Comment on "Making Hardware Just Work"

David Zeuthen david at fubar.dk
Fri Sep 19 17:26:43 EEST 2003


On Wed, 2003-09-17 at 13:26, Nicolai Haehnle wrote:
> -----BEGIN PGP SIGNED MESSAGE-----
> Hash: SHA1
> 
> Hi,
> 
> I originally sent this to Havoc Pennington in response to the article at 
> http://ometer.com/hardware.html
> He suggested that I should send it here, so here goes...
> 
> (text of original mail follows)
> I think that you're generally on the right track with the ideas in that
> article. There's one thing I'd like to mention though, about the way device
> functionality is accessed.
> 
> Instead of defining the functionality of a device in terms of its general
> type, it could be defined in terms of interfaces.
> There would be a basic interface for enabling/disabling a device that
> virtually every device supported.
> A plain old CD-ROM drive would support a "filesystem" interface and an
> "eject/load" interface on top of that. A CDR would also support a "burn"
> interface.
> Now the digital camera would support the "filesystem" interface, too (it
> should be clear now where the idea for interfaces comes from). This could
> allow all sorts of nice things, e.g. one could browse the photos on the
> digital camera using any image-aware desktop application without explicitly
> downloading them.
> The digital camera could also support aninterface to control the camera
> functions directly, i.e. trigger the camera via PC software.
> 
> These interfaces also lend themselves to a very straightforward (IMHO) API.
> Basically, there's a function to list the interface types a device supports
> (perhaps returned as an array of strings, or a string with whitespace
> seperated tokens).
> 
> Every interface then defines its own entry point(s) to provide access to
>  its functionality.
> 
> This could be done in a way that is very similar to the way OpenGL or X
> extensions are implemented.
> 

Hi Nicolai,

I think this is a very good angle - it's something I have not given much
thought yet in my draft spec [1]. My ideas on this (not documented in my
draft spec yet) was something along the lines of

 1. use libhal to find the device you're interested in and get
    the device unique id

 2. use some appropriate device support library that knows what a
    libhal device unique id is
    (note: the appropriate device support library would use hw /
     bus specific information stored as properties to interact
     with the device through the OS and possibly /dev files)

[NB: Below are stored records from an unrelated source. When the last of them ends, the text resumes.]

PR #35, opened 2023-03-31
[ETL-401] Update dependencies for stack configs in prod and dev accounts

rxu17:
**Purpose:** This PR updates and syncs up the dependencies in the prod and dev stack configs. 
This includes:

- Adding required dependencies where needed
- Removing dependencies pointing to buckets and instead referencing bucket names using `stack_group_config` to reduce redundancy and spinning up resources when unnecessary

### DIFF
--- a/config/develop/config.yaml
+++ b/config/develop/config.yaml
@@ -1,0 +1,5 @@
+ingestion_bucket_name: recover-dev-ingestion
+input_bucket_name: recover-dev-input-data
+cloudformation_artifact_bucket_name: recover-dev-cloudformation
+intermediate_bucket_name: recover-dev-intermediate-data
+processed_data_bucket_name: recover-dev-processed-data
--- a/config/develop/glue-job-JSONToParquet.yaml
+++ b/config/develop/glue-job-JSONToParquet.yaml
@@ -1,15 +1,13 @@
 template:
   path: glue-job-JSONToParquet.j2
 dependencies:
-  - develop/s3-processed-data-bucket.yaml
-  - develop/s3-cloudformation-bucket.yaml
   - develop/glue-job-role.yaml
 stack_name: glue-job-JSONToParquet
 parameters:
   JobDescription: Export JSON datasets to Parquet
   JobRole: !stack_output_external glue-job-role::RoleArn
-  TempS3Bucket: !stack_output_external recover-dev-processed-data-bucket::BucketName
-  S3ScriptBucket: !stack_output_external recover-dev-cloudformation-bucket::BucketName
+  TempS3Bucket: {{ stack_group_config.processed_data_bucket_name }}
+  S3ScriptBucket: {{ stack_group_config.cloudformation_artifact_bucket_name }}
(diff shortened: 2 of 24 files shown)


config/develop/glue-job-JSONToParquet.yaml
```diff
@@ -1,15 +1,13 @@
 template:
   path: glue-job-JSONToParquet.j2
 dependencies:
-  - develop/s3-processed-data-bucket.yaml
```
thomasyu888, line 4: So, did this exist because this job would fail without these buckets?

config/develop/namespaced/glue-workflow.yaml
```diff
@@ -3,10 +3,11 @@ template:
 stack_name: "{{ stack_group_config.namespace }}-glue-workflow"
 dependencies:
   - develop/namespaced/glue-tables.yaml
+  - develop/namespaced/glue-job-S3ToJsonS3.yaml
```
thomasyu888, line 6: Can you explain why you added this?

config/develop/config.yaml
thomasyu888, line 1: I might have missed this, but does `config/prod/config.yaml` exist already?

thomasyu888 (commented):
Nice!  Just some had some questions prior to approving.

config/develop/config.yaml
rxu17: Yup!

config/develop/namespaced/glue-workflow.yaml
rxu17: The glue workflow needs the S3 to JSON job name to create the S3 to JSON job trigger [here] (https://github.com/Sage-Bionetworks/recover/blob/main/templates/glue-workflow.j2#L69) so the S3 to JSON job stack needs to be created before this `glue-workflow` stack gets created. Before, deployment was failing because it was trying to launch the `glue-workflow` stack but it couldn't find the S3 to JSON job stack to get the name.

config/develop/glue-job-JSONToParquet.yaml
rxu17: Hmmm my thought process behind this is generally we'd want to create all of our buckets and leave them alone prior to running our pipelines I believe so they would all exist.

The removal of the buckets as dependencies and instead relying on referencing it through the `{{ stack_group_config.input_bucket_name }}` is to just reduce redundancy because a lot of the stacks use the buckets as dep. One example is that `cfn-s3objects-macro` won’t run every time we, for example, update the lambda stack because the input bucket is not a dependency for the lambda stack anymore. And if there are any updates to the buckets themselves they would be updated anyways with our CI/CD..

philerooski: We don't need the bucket stack to deploy this resource. If the buckets didn't exist - yes - the `TempS3Bucket` and `S3ScriptBucket` parameters would point to a non-existent location and the job would fail if we tried to run it. But there's nothing preventing us from creating the job before the buckets come into existence.

philerooski (approved):

thomasyu888 (approved):
🚀 LGTM!

PR #37, opened 2023-04-03
[ETL-381] Grant Synapse access to dev parquet bucket

philerooski:
* Synapse granted permissions to dev parquet bucket (by modifying existing bucket stack) and owner.txt stack created
* Added functionality to `setup_external_storage` script to be able to use Synapse authentication token stored in SSM parameter.
* I tested it on this Synapse folder: https://www.synapse.org/#!Synapse:syn51284492

### DIFF
--- a/config/develop/s3-processed-data-bucket-owner-txt.yaml
+++ b/config/develop/s3-processed-data-bucket-owner-txt.yaml
@@ -1,0 +1,13 @@
+template:
+  type: file
+  path: s3-owner-txt.yaml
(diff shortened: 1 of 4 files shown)


rxu17 (approved):
LGTM!

thomasyu888 (approved):
🚀 LGTM - Thanks for testing this!  we can definitely give this script to people on SysBio when they need to link the pre-ETL bucket to a project.  That said, they probably have a script already.

PR #27, opened 2023-03-21
[ETL-385] Add in s3 production data pre-etl bucket

thomasyu888:
Purpose: This PR create the production data pre-etl bucket which the ETL pipeline will read from.

This bucket is to make sure we have a data source that is constant and cannot be edited by externals. Only Sage has access to this bucket, and this will be linked to the RECOVER Synapse project (syn51105296). The file list will be replicated in Synapse via STS token

PR #38, opened 2023-04-05
[ETL-385] Grant prod input bucket synapse access

rxu17:
**Purpose:** Minor adjustment to add the ability to connect to Synapse and provide STS access to mirror the dev input bucket as well. Followup of this [PR](https://github.com/Sage-Bionetworks/recover/pull/27).


thomasyu888 (approved):
🚀 Thanks!!

PR #39, opened 2023-04-05
[ETL-410] Add namespace for json to parquet and glue database stacks

rxu17:
**Purpose:** Namespace JSON to parquet stack and jobs in order to allow for separate feature branch development. Add some namespacing for the glue database to allow for easier monitoring of the glue tables in the console.


thomasyu888 (approved):
🌳 Thanks @rxu17 , I agree with this change, but could you assist me in understanding why this makes it easier to monitor the glue tables in the console?

Going to pre-approve!

philerooski (approved):

rxu17:
> 🌳 Thanks @rxu17 , I agree with this change, but could you assist me in understanding why this makes it easier to monitor the glue tables in the console?
> 
> Going to pre-approve!
If you look at this view (glue table view) which you can see [here](https://us-east-1.console.aws.amazon.com/glue/home?region=us-east-1#/v2/data-catalog/tables), you can see that in the **Database** column, we have etl-410=gluedatabase and then the rest of the entries are some random names. So now you can filter by your feature branch name vs before you probably had to look at the filepath column (not in this pic) which is also harder to filter by.

image

PR #40, opened 2023-04-06
[ETL-378] Launch all stacks to "staging" namespace in production account

rxu17:
**Purpose:** Currently this github action workflow will deploy to the "staging" namespace of production upon merge. If we decide we want to switch out of the staging testing workflow, it will be an easy change to have it deploy to the "main" namespace of prod. I also had the deployment to production as a separate job in case we wanted to do anything additional with that GH action job in the future.

Will squash the commits upon merge.

### DIFF
--- a/.github/workflows/upload-and-deploy.yaml
+++ b/.github/workflows/upload-and-deploy.yaml
@@ -48,7 +48,6 @@ jobs:
 
   sceptre-deploy-develop:
     name: Deploys branch using sceptre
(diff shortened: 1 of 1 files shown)


thomasyu888 (approved):
🏁 Great!  I posted on the Jira ticket about this, but eventually, we will want to think about automatic non-staging production deployment.  Maybe via git release or some other mechanism.

philerooski (approved):

PR #41, opened 2023-04-14
[ETL-289] Remove deleted and duplicated samples

philerooski:
This PR covers removing deleted samples. (Removing duplicate samples was already implemented).

If a data type is a HealthKit data type, we check if it has a respective "deleted" table. If it does, we remove records which have a sample key in the "deleted" table. Otherwise, we carry on as usual without removing any records.

I also did some minor clean up in `templates/glue-job-role.yaml` and fixed a bug in `templates/glue-workflow.j2`


thomasyu888 (approved):
🚀 Nice!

Now this requires the application programmer to be aware of the
different device support libraries out there and link with them. Not
good.

Assuming we integrate your ideas with my spec and implementation, which
I'm 110% for, the process would be something along the lines of

 1. use libhal to find the device you're interested in

 2. get a list of interfaces

 3. use these interfaces as appropriate

Hey, presto: The application wouldn't need to know anything about
support libraries at all. Nice.

For specific use with non-existing interfaces (we might not define the
interface to talk to a fridge as the first thing), the application could
always do as in the scenario above with giving the libhal unique device
id to some library.

Now, what would the issues we need to solve be:

 1. Define the interfaces
    your mail already shows this is possible since most devices
    share many of the same facilities (most devices are commodity).

    For devices that differentiate themselves, the device vendor would
    ship proprietary interfaces and/or get involved in defining new
    interfaces in the process and/or ship a library that knows what
    a libhal device unique id is.

 2. Get support libraries to support the interfaces
    there may be real adoption issues etc. and practical problems in
    doing this, but it should be possible..

 3. Find a way that libhal load support libraries on-demand in a clever
    way since we cannot have a one giant libhal with all device
    support libraries. D-BUS activation maybe?

 4. Make sure that we don't wrap or carry information / functionality
    best belonging in other places.. In other words, we need to 
    be a thin abstraction layer in some sense.

And we also need to maintain these interfaces over time for ABI
stability but there are ways of dealing with this problem..

Currently my first mile-stone is to show that hot-plugged storage
devices work in a desktop environment and then look at integration
with device-support libraries for e.g. cameras..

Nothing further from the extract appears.